##### Supplied data #####

Issue #1981, opened 2020-11-05
Add support for std::byte to fmt::join


hellow554:
There is the [`std::byte`](https://en.cppreference.com/w/cpp/types/byte) type since C++17.

It would be nice to have a built-in way to format them properly.

My current ad-hoc solution is

```cpp
template<> struct fmt::formatter<std::byte> : fmt::formatter<int> {
    template<class FormatContext> auto format(const std::byte &b, FormatContext &ctx) {
        return fmt::formatter<int>::format(std::to_integer<int>(b), ctx);
    }
};
```

vitaut:
`std::byte` is already supported:

```c++
#include <fmt/core.h>

int main() {
  fmt::print("{}", std::byte(42));
}
```
prints `42` (https://godbolt.org/z/MKccMT).

hellow554:
My bad:

https://godbolt.org/z/f3oTno

```cpp
#include <cstddef>
#include <vector>

#include <fmt/core.h>
#include <fmt/format.h>

int main() {
    std::vector<std::byte> vv;

    fmt::print("{}", fmt::join(vv, ","));
}
```

doesn't work

MikeGitb:
Could this be related to https://github.com/fmtlib/fmt/issues/2014?

Btw.: I'd find it much more reasonable, if std::byte got formatted as hex by default (ideally with leading zeros if necessary) - it is supposed to represent raw memory after all, not an integral number.

hellow554:
@MikeGitb it was an example to get it working for me. You can of course use `{:x}`, but having that as default? Hmm, not sure about it.

MikeGitb:
@hellow554 : That was more meant for @vitaut, referring to the result of `  fmt::print("{}", std::byte(42));`  not about your workaournd for `container<std::byte>`, which of course should be consistent with formatting of a single `std::byte`. but I guess thats off topic for the problem at hand.

vitaut:
Added a `formatter` specialization for `std::byte` in https://github.com/fmtlib/fmt/commit/4a6eadbde0619b249bde5e019d69e3e8afb02260, so it should work with `join` and other APIs. Thanks for reporting.

phprus:
Without a `#include <cstddef>`, there will be a compilation error in GCC-7:
```
include/fmt/format.h:3556:20: error: ‘byte’ is not a member of ‘std’
 FMT_FORMAT_AS(std::byte, unsigned);
```

PR #2034, opened 2020-11-25
Fix join for specific types (#1981)

kamibo:
Try to apply the same rules for iterator value type (join) as for
regular types.

Try to convert iterator value type to a formattable one.
For instance if the join operation refers to an enum class iterator
(such as std::byte) then try to use the enum class underlying type.

Also try to use a fallback formatter if available.

### DIFF
--- a/include/fmt/format.h
+++ b/include/fmt/format.h
@@ -3674,21 +3674,39 @@ struct arg_join : detail::view {
       : begin(b), end(e), sep(s) {}
 };
 
+template <typename Char>
+using iterator_arg_mapper = detail::arg_mapper<FMT_BUFFER_CONTEXT(Char)>;
+
+template <typename It, typename Char>
+using iterator_format_type =
+    decltype(std::declval<iterator_arg_mapper<Char>>().map(
+        std::declval<typename std::iterator_traits<It>::value_type>()));
+
+template <typename It, typename Char>
+using iterator_formatter = conditional_t<
+    has_formatter<iterator_format_type<It, Char>,
+                  FMT_BUFFER_CONTEXT(Char)>::value,
+    formatter<iterator_format_type<It, Char>, Char>,
+    detail::fallback_formatter<iterator_format_type<It, Char>, Char>>;
+
 template <typename It, typename Sentinel, typename Char>
 struct formatter<arg_join<It, Sentinel, Char>, Char>
-    : formatter<typename std::iterator_traits<It>::value_type, Char> {
+    : iterator_formatter<It, Char> {
   template <typename FormatContext>
   auto format(const arg_join<It, Sentinel, Char>& value, FormatContext& ctx)
       -> decltype(ctx.out()) {
-    using base = formatter<typename std::iterator_traits<It>::value_type, Char>;
+    using base = iterator_formatter<It, Char>;
+
+    iterator_arg_mapper<Char> mapper;
+
     auto it = value.begin;
     auto out = ctx.out();
     if (it != value.end) {
-      out = base::format(*it++, ctx);
+      out = base::format(mapper.map(*it++), ctx);
       while (it != value.end) {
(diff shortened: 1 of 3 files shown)


include/fmt/format.h
```diff
@@ -3674,21 +3674,39 @@ struct arg_join : detail::view {
...
+template <typename Char>
+using iterator_arg_mapper = detail::arg_mapper<FMT_BUFFER_CONTEXT(Char)>;
+
+template <typename It, typename Char>
+using iterator_format_type =
+    decltype(std::declval<iterator_arg_mapper<Char>>().map(
+        std::declval<typename std::iterator_traits<It>::value_type>()));
+
+template <typename It, typename Char>
+using iterator_formatter = conditional_t<
```
kamibo, line 3686: This is definitely not so nice.
Also TBH I'm not sure that using `FMT_BUFFER_CONTEXT` is correct here.

vitaut (changes requested):
Thanks for the PR.

You shouldn't be changing the `formatter` specialization for `arg_join`. Instead it's enough to add a formatter specialization for byte using `FORMAT_AS` here: https://github.com/fmtlib/fmt/blob/master/include/fmt/format.h#L3521 and add a cast in the implementation of `FORMAT_AS`.

kamibo:
I agree that it would fix the `std::byte` issue.
However it would not fix "similar issues".
Don't you think it would be nice to treat range value type the same way as "simple type"?
Ok let's take the `std::byte` issue from #1981, this is what I've understood so far:

`fmt::print("{}", std::byte(42));`

This works because of the conversion done here https://github.com/fmtlib/fmt/blob/3f4839ce3d72f197cca62a43df3e92080524cf31/include/fmt/core.h#L1229

However

```
std::vector<std::byte> vv;

fmt::print("{}", fmt::join(vv, ","));
```
This does not work because no conversion occurs.
Here is the type used https://github.com/fmtlib/fmt/blob/3f4839ce3d72f197cca62a43df3e92080524cf31/include/fmt/format.h#L3679

Am I missing something?

So I tried to apply the same conversion.
I agree that while it works, it is not satisfying but it solves "all the cases".

vitaut:
Conversion is just an implementation detail. The current way of detecting if type is formattable is to check `has_formatter` which in turn checks `formatter` specializations. I don't think it's necessary to change that. `formatter` specialization for `byte` is useful anyway and adding it makes `byte` work with `join` and any other adapter.

kamibo:
I'm sorry but I feel quiet confused.
The issue is beyond `std::byte`.
It does not work regarding conversion issue and also it is not work with any  "fallback formatter" (ostream).
For instance, in the code I work on, we have this:

```c++
struct RouteWithEvents
{
   ...
};

inline std::ostream& operator<<(std::ostream& os, const RouteWithEvents& route_with_events)
{
  return os << fmt::format("RouteWithEvents(Route: {}: {})", route_with_events.route, route_with_events.events_on_route);
}

using RoutesWithEvents = std::vector<RouteWithEvents>;

inline std::ostream& operator<<(std::ostream& os, const RoutesWithEvents& routes_with_events)
{
  return os << fmt::format("RoutesWithEvents({})", fmt::join(routes_with_events, ", "));
} 
```
Unless I missed something, this just doesn't work since 6.0.0 version while it works nicely with the previous version (5.3.0).
Do you consider this is not an issue?

vitaut:
> Do you consider this is not an issue?

I'm OK with adding support for fallback formatter to `join` but it should be done via `has_fallback_formatter`.

vitaut:
Closing this in favor of `std::byte`-specific change: https://github.com/fmtlib/fmt/commit/4a6eadbde0619b249bde5e019d69e3e8afb02260.

kamibo:
Ok Thanks for your  answer @vitaut!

#####

◆ Problem description
Reproduce every line above. Keep it exact.

◆ Written response
Issue #1981, opened 2020-11-05
Add support for std::byte to fmt::join


hellow554:
There is the [`std::byte`](https://en.cppreference.com/w/cpp/types/byte) type since C++17.

It would be nice to have a built-in way to format them properly.

My current ad-hoc solution is

```cpp
template<> struct fmt::formatter<std::byte> : fmt::formatter<int> {
    template<class FormatContext> auto format(const std::byte &b, FormatContext &ctx) {
        return fmt::formatter<int>::format(std::to_integer<int>(b), ctx);
    }
};
```

vitaut:
`std::byte` is already supported:

```c++
#include <fmt/core.h>

int main() {
  fmt::print("{}", std::byte(42));
}
```
prints `42` (https://godbolt.org/z/MKccMT).

hellow554:
My bad:

https://godbolt.org/z/f3oTno

```cpp
#include <cstddef>
#include <vector>

#include <fmt/core.h>
#include <fmt/format.h>

int main() {
    std::vector<std::byte> vv;

    fmt::print("{}", fmt::join(vv, ","));
}
```

doesn't work

MikeGitb:
Could this be related to https://github.com/fmtlib/fmt/issues/2014?

Btw.: I'd find it much more reasonable, if std::byte got formatted as hex by default (ideally with leading zeros if necessary) - it is supposed to represent raw memory after all, not an integral number.

hellow554:
@MikeGitb it was an example to get it working for me. You can of course use `{:x}`, but having that as default? Hmm, not sure about it.

MikeGitb:
@hellow554 : That was more meant for @vitaut, referring to the result of `  fmt::print("{}", std::byte(42));`  not about your workaournd for `container<std::byte>`, which of course should be consistent with formatting of a single `std::byte`. but I guess thats off topic for the problem at hand.

vitaut:
Added a `formatter` specialization for `std::byte` in https://github.com/fmtlib/fmt/commit/4a6eadbde0619b249bde5e019d69e3e8afb02260, so it should work with `join` and other APIs. Thanks for reporting.

phprus:
Without a `#include <cstddef>`, there will be a compilation error in GCC-7:
```
include/fmt/format.h:3556:20: error: ‘byte’ is not a member of ‘std’
 FMT_FORMAT_AS(std::byte, unsigned);
```

PR #2034, opened 2020-11-25
Fix join for specific types (#1981)

kamibo:
Try to apply the same rules for iterator value type (join) as for
regular types.

Try to convert iterator value type to a formattable one.
For instance if the join operation refers to an enum class iterator
(such as std::byte) then try to use the enum class underlying type.

Also try to use a fallback formatter if available.

### DIFF
--- a/include/fmt/format.h
+++ b/include/fmt/format.h
@@ -3674,21 +3674,39 @@ struct arg_join : detail::view {
       : begin(b), end(e), sep(s) {}
 };
 
+template <typename Char>
+using iterator_arg_mapper = detail::arg_mapper<FMT_BUFFER_CONTEXT(Char)>;
+
+template <typename It, typename Char>
+using iterator_format_type =
+    decltype(std::declval<iterator_arg_mapper<Char>>().map(
+        std::declval<typename std::iterator_traits<It>::value_type>()));
+
+template <typename It, typename Char>
+using iterator_formatter = conditional_t<
+    has_formatter<iterator_format_type<It, Char>,
+                  FMT_BUFFER_CONTEXT(Char)>::value,
+    formatter<iterator_format_type<It, Char>, Char>,
+    detail::fallback_formatter<iterator_format_type<It, Char>, Char>>;
+
 template <typename It, typename Sentinel, typename Char>
 struct formatter<arg_join<It, Sentinel, Char>, Char>
-    : formatter<typename std::iterator_traits<It>::value_type, Char> {
+    : iterator_formatter<It, Char> {
   template <typename FormatContext>
   auto format(const arg_join<It, Sentinel, Char>& value, FormatContext& ctx)
       -> decltype(ctx.out()) {
-    using base = formatter<typename std::iterator_traits<It>::value_type, Char>;
+    using base = iterator_formatter<It, Char>;
+
+    iterator_arg_mapper<Char> mapper;
+
     auto it = value.begin;
     auto out = ctx.out();
     if (it != value.end) {
-      out = base::format(*it++, ctx);
+      out = base::format(mapper.map(*it++), ctx);
       while (it != value.end) {
(diff shortened: 1 of 3 files shown)


include/fmt/format.h
```diff
@@ -3674,21 +3674,39 @@ struct arg_join : detail::view {
...
+template <typename Char>
+using iterator_arg_mapper = detail::arg_mapper<FMT_BUFFER_CONTEXT(Char)>;
+
+template <typename It, typename Char>
+using iterator_format_type =
+    decltype(std::declval<iterator_arg_mapper<Char>>().map(
+        std::declval<typename std::iterator_traits<It>::value_type>()));
+
+template <typename It, typename Char>
+using iterator_formatter = conditional_t<
```
kamibo, line 3686: This is definitely not so nice.
Also TBH I'm not sure that using `FMT_BUFFER_CONTEXT` is correct here.

vitaut (changes requested):
Thanks for the PR.

You shouldn't be changing the `formatter` specialization for `arg_join`. Instead it's enough to add a formatter specialization for byte using `FORMAT_AS` here: https://github.com/fmtlib/fmt/blob/master/include/fmt/format.h#L3521 and add a cast in the implementation of `FORMAT_AS`.

kamibo:
I agree that it would fix the `std::byte` issue.
However it would not fix "similar issues".
Don't you think it would be nice to treat range value type the same way as "simple type"?
Ok let's take the `std::byte` issue from #1981, this is what I've understood so far:

`fmt::print("{}", std::byte(42));`

This works because of the conversion done here https://github.com/fmtlib/fmt/blob/3f4839ce3d72f197cca62a43df3e92080524cf31/include/fmt/core.h#L1229

However

```
std::vector<std::byte> vv;

fmt::print("{}", fmt::join(vv, ","));
```
This does not work because no conversion occurs.
Here is the type used https://github.com/fmtlib/fmt/blob/3f4839ce3d72f197cca62a43df3e92080524cf31/include/fmt/format.h#L3679

Am I missing something?

So I tried to apply the same conversion.
I agree that while it works, it is not satisfying but it solves "all the cases".

vitaut:
Conversion is just an implementation detail. The current way of detecting if type is formattable is to check `has_formatter` which in turn checks `formatter` specializations. I don't think it's necessary to change that. `formatter` specialization for `byte` is useful anyway and adding it makes `byte` work with `join` and any other adapter.

kamibo:
I'm sorry but I feel quiet confused.
The issue is beyond `std::byte`.
It does not work regarding conversion issue and also it is not work with any  "fallback formatter" (ostream).
For instance, in the code I work on, we have this:

```c++
struct RouteWithEvents
{
   ...
};

inline std::ostream& operator<<(std::ostream& os, const RouteWithEvents& route_with_events)
{
  return os << fmt::format("RouteWithEvents(Route: {}: {})", route_with_events.route, route_with_events.events_on_route);
}

using RoutesWithEvents = std::vector<RouteWithEvents>;

inline std::ostream& operator<<(std::ostream& os, const RoutesWithEvents& routes_with_events)
{
  return os << fmt::format("RoutesWithEvents({})", fmt::join(routes_with_events, ", "));
} 
```
Unless I missed something, this just doesn't work since 6.0.0 version while it works nicely with the previous version (5.3.0).
Do you consider this is not an issue?

vitaut:
> Do you consider this is not an issue?

I'm OK with adding support for fallback formatter to `join` but it should be done via `has_fallback_formatter`.

vitaut:
Closing this in favor of `std::byte`-specific change: https://github.com/fmtlib/fmt/commit/4a6eadbde0619b249bde5e019d69e3e8afb02260.

kamibo:
Ok Thanks for your  answer @vitaut!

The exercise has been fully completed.